4. Test and get feedback
Once you’ve come up with a list of dishes for your menu, the next crucial step is to try them out. Try out your catering service with a small group of friends, or offer to cater for a small event. If you opt for the latter, limit your offer to a few dishes and make it clear that it is a test. You don’t want to promise too much at this point in your career.
Then ask for feedback from the guests. Insist on constructive feedback. Your friends or hosts may not want to hurt your feelings, so they may not always be as transparent as you’d like them to be. Remind them that at this point your goal is to learn what isn’t working so you can improve your food and service.

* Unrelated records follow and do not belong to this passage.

PR #411, opened 2024-02-10
Make all code editors use highlighting

jegelstaff:
PHP tags need to be added to the start of all code blocks. And we need to remove the starting tags when we evaluate them.

A function handles removing the tags. A DB patch operation handles adding them. Not having tags is totally OK, but the highlighting won't kick in if you don't put a tag at the top of your code.

The editors that weren't code editors now are code editors thanks to class being added.

forms.php class file has been reorganized a little to be internally consistent in the order of functions.


jegelstaff:
need to make sure derived values have <?php as the value if the ele_value[0] is empty

arvinsingla:
After reviewing this again I'm not convinced it's the approach we should take. Personally I think it's much safer to not require/inject beginning PHP tags on input data and instead inject it at execution time when we know we need it. I get the argument that if a user messes up a code area it's on them, but I think we shouldn't hand them a loaded gun without at least a few safeguards in place.

The primary purpose of this PR is to ensure all code editors use highlighting. This can be accomplished by swapping the `mode` attribute on the CodeMirror instantiation from `application/x-httpd-php` to `text/x-php`.  The use of `x-httpd-php` is good for mixed mode input where you can declare opening/closing PHP tags along with HTML markup which from my understanding is not what we want. Our textareas expect a single PHP code block.

If I'm way off base here please let me know.

modules/formulize/include/functions.php
```diff
@@ -2737,6 +2737,17 @@ function formulize_text_to_hyperlink($text, $textWidth) {
     return str_replace("<a ", "<a target='_blank' ", $text);
 }
 
+/**
+ * Strip <?php out of the beginning of a string if it is present (checks the first five chars)
+ * @param string $string The string you want to check and strip from
+ * @return string The string, potentially modified with <?php gone if it was found as the first five chars
+ */
+function removeOpeningPHPTag($string) {
```
arvinsingla, line 2745: This may be handled elsewhere by the core system but what protection do we have to ensure that no spaces, newline, or invisible characters are placed at the beginning these strings? If any of those characters end up here without a trim in place this function will not strip the PHP tag out.

jegelstaff:
TODO: remove DB patch. Add <?php to necessary places when things are rendering in the admin UI. This will catch all existing cases, and any new elements, new forms, etc, that the user is working with.

modules/formulize/admin/formindex.php
```diff
@@ -609,13 +609,69 @@ function patch40() {
...
+					OR (ele_type IN ('ib', 'areamodif') AND ele_value LIKE '%\$value%')
+					OR (ele_type IN ('text', 'textarea') AND ele_value LIKE '%\$default%') ";
+				if($res = $xoopsDB->query($elementsNeedingOpeningPHPTagsSQL)) {
+					while($record = $xoopsDB->fetchArray($res)) {
+						$eleValueKey = 0;
+						if($record['ele_type'] == 'text') {
+							$eleValueKey = 2;
+						}
+						$newEleValue = unserialize(($record['ele_value']));
+						if(substr($newEleValue[$eleValueKey], 0, 5) != '<?php') {
```
jegelstaff, line 630: Trim the string when comparing

modules/formulize/admin/formindex.php
```diff
@@ -609,13 +609,69 @@ function patch40() {
...
+								print "Notice: could not add opening PHP tag to the code in element ".$record['ele_id']." with the SQL:<br>".str_replace('<', '&lt;',$updateSQL)."<br>".$xoopsDB->error()."<br>This is not a critical error. You can add the tag yourself at the top of the code, if you want the editor to provide highlighting. For more information contact <a href=mailto:info@formulize.org>info@formulize.org</a>.<br>";
+							}
+						}
+					}
+				} else {
+					exit("Error detecting code snippets that need opening PHP tags. SQL dump:<br>".$elementsNeedingOpeningPHPTagsSQL."<br>".$xoopsDB->error()."<br>Please contact <a href=mailto:info@formulize.org>info@formulize.org</a> for assistance.");
+				}
+
+				// Same operation, on the form procedures
+				$formProceduresNeedingOpeningPHPTagsSQL = "SELECT id_form as fid, on_before_save, on_after_save, on_delete, custom_edit_check
```
jegelstaff, line 644: Split into separate operations/functions so it runs once for each event

modules/formulize/admin/formindex.php
```diff
@@ -609,13 +609,69 @@ function patch40() {
...
+					(on_before_save != '' AND on_before_save NOT LIKE '<?php%')
+					OR (on_after_save != '' AND on_after_save NOT LIKE '<?php%')
+					OR (on_delete != '' AND on_delete NOT LIKE '<?php%')
+					OR (custom_edit_check != '' AND custom_edit_check NOT LIKE '<?php%') ";
+				if($res = $xoopsDB->query($formProceduresNeedingOpeningPHPTagsSQL)) {
+					while($record = $xoopsDB->fetchArray($res)) {
+						$events = array('on_before_save', 'on_after_save', 'on_delete', 'custom_edit_check');
+						foreach($events as $i=>$event) {
+							if($record[$event] AND substr($record[$event], 0, 5) != '<?php') {
+								$events[$i] = "$event = ".$xoopsDB->quoteString("<?php\n".$record[$event]);
```
jegelstaff, line 655: Assign trimed version

modules/formulize/admin/formindex.php
```diff
@@ -609,13 +609,69 @@ function patch40() {
...
+					FROM ".$xoopsDB->prefix('formulize_id')." WHERE
+					(on_before_save != '' AND on_before_save NOT LIKE '<?php%')
+					OR (on_after_save != '' AND on_after_save NOT LIKE '<?php%')
+					OR (on_delete != '' AND on_delete NOT LIKE '<?php%')
+					OR (custom_edit_check != '' AND custom_edit_check NOT LIKE '<?php%') ";
+				if($res = $xoopsDB->query($formProceduresNeedingOpeningPHPTagsSQL)) {
+					while($record = $xoopsDB->fetchArray($res)) {
+						$events = array('on_before_save', 'on_after_save', 'on_delete', 'custom_edit_check');
+						foreach($events as $i=>$event) {
+							if($record[$event] AND substr($record[$event], 0, 5) != '<?php') {
```
jegelstaff, line 654: trim the string

modules/formulize/admin/formindex.php
```diff
@@ -609,13 +609,69 @@ function patch40() {
...
+					OR (ele_type IN ('text', 'textarea') AND ele_value LIKE '%\$default%') ";
+				if($res = $xoopsDB->query($elementsNeedingOpeningPHPTagsSQL)) {
+					while($record = $xoopsDB->fetchArray($res)) {
+						$eleValueKey = 0;
+						if($record['ele_type'] == 'text') {
+							$eleValueKey = 2;
+						}
+						$newEleValue = unserialize(($record['ele_value']));
+						if(substr($newEleValue[$eleValueKey], 0, 5) != '<?php') {
+							$newEleValue[$eleValueKey] = "<?php\n".$newEleValue[$eleValueKey];
```
jegelstaff, line 631: trim the assigned text

modules/formulize/admin/formindex.php
jegelstaff: Wouldn't actually simplify things, because the multiple events are stored in the single record, so as written we retrieve the records that need to be updated, and then update the relevant events in the record and write it back to DB. Splitting up would potentially multiply the retrieving and writing by four. Not that we care much in the DB patch operation, but it's needless repetition. Added comments to capture the flow.

PR #413, opened 2024-02-13
Adding conditions for disabling elements

jegelstaff:


jegelstaff:
There's a big more work that could address an edge case where an element has different conditions for display and for disabled. Right now, display conditions would be the only ones respected in that case. Conditional element front end is not designed around differing sets of governing elements for the same underlying element.

jegelstaff:
Todo:
1. refactor saving logic for processing conditions so that everywhere it runs off the parseSubmittedConditions function
2. Reword the intros for display and disabled conditions on the template, so that it references the selected groups, so the user knows they have to pick groups for the settings to take effect

jegelstaff:
Done

PR #414, opened 2024-02-13
Saved views now allow user to choose which aspects are actually being saved

jegelstaff:
TODO: check comments in code, columns and searches need to be made independent. Right now, searches are dependent on being interpreted in parallel with columns.

Also, existing saved views need DB patch to write all features into them so they behave as expected.

Basically, unfinished.


jegelstaff:
Finished now. Needs to be merged. Ready for proper testing by Actua, possibly ESAT tests but not many/any saved view there? Need to check.

jegelstaff:
Also, need to get Dara code into Dara specifically!

PR #416, opened 2024-02-18
Updating stylesheet with color variables

jegelstaff:


jegelstaff:
This will make it a lot easier to make simple new themes, just with different colours. One example: https://gvine.ca

themes/Anari/css/style.css
```diff
@@ -10,6 +10,12 @@ body {
   line-height: 1.4;
 }
 
+:root {
```
arvinsingla, line 13: Can we move this to after the meyer reset. Ideally the reset should happen first and then our custom styling afterward.

arvinsingla (approved):
Just one minor comment that I think should be addressed. Otherwise LG2M!

themes/Anari/css/style.css
jegelstaff: Yes!

PR #417, opened 2024-02-18
Adding DESC option for sorting on lists of entries

jegelstaff:


jegelstaff:
The fun part of this, is revising the data storage for the metadata about sorting.

Previously, we were storing a flag of 1 to indicate sorting was happening on a column. And we were assuming ASC, no option for user to choose.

Another thing you can try is: send food samples and then ask for feedback. Written feedback is helpful, but if you can, really try to talk to the people who tasted your food; in conversation, they could reveal more about what they liked and disliked.
In addition to getting feedback on your finished dishes, it is essential to test the quality of your product at every stage of preparation. In the hospitality industry, it is common for food to be prepared, stored and transported to the location at a different location. Each stage will have an effect on how the food turns out in the end. By testing items at every stage, from initial preparation to serving, you can identify where quality has declined and address the issue accordingly.
5. Food Safety Training
As with any business in the food service industry, food safety is extremely important. Providing adequate training in food hygiene protocols to all staff, including serving staff who will handle the food, can minimize the risk of customers developing food poisoning, allergic reactions or other health risks from eating contaminated food.
Training must be at least one level 2 HACCP certificate course, which refers to anyone who works in catering and where food is processed or prepared.
You’ll find online food safety courses covering everything you need to know about food safety and hygiene requirements, from the importance of personal hygiene to cleaning and sanitizing the kitchen. The course can also discuss the risks of Covid-19 and how these risks can be minimized.
As a food company, the health department will keep a close eye on your activities, but remember that this is to your advantage. Inspections ensure that you follow hygiene standards, limiting health risks that could lead to expensive, painful lawsuits if someone falls ill as a result of your service.